Transcribe every entry exactly, with nothing added or left out.

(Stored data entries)
* * *

Issue #31142, opened 2022-02-15
[Dev] Rename default branch to 'main'


asfimport:
Parent issue, see subtasks

**Reporter**: [Neal Richardson](https://issues.apache.org/jira/browse/ARROW-15689) / @nealrichardson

* * *

* [ANSWER FOR THIS EXERCISE]
Issue #31142, opened 2022-02-15
[Dev] Rename default branch to 'main'


asfimport:
Parent issue, see subtasks

**Reporter**: [Neal Richardson](https://issues.apache.org/jira/browse/ARROW-15689) / @nealrichardson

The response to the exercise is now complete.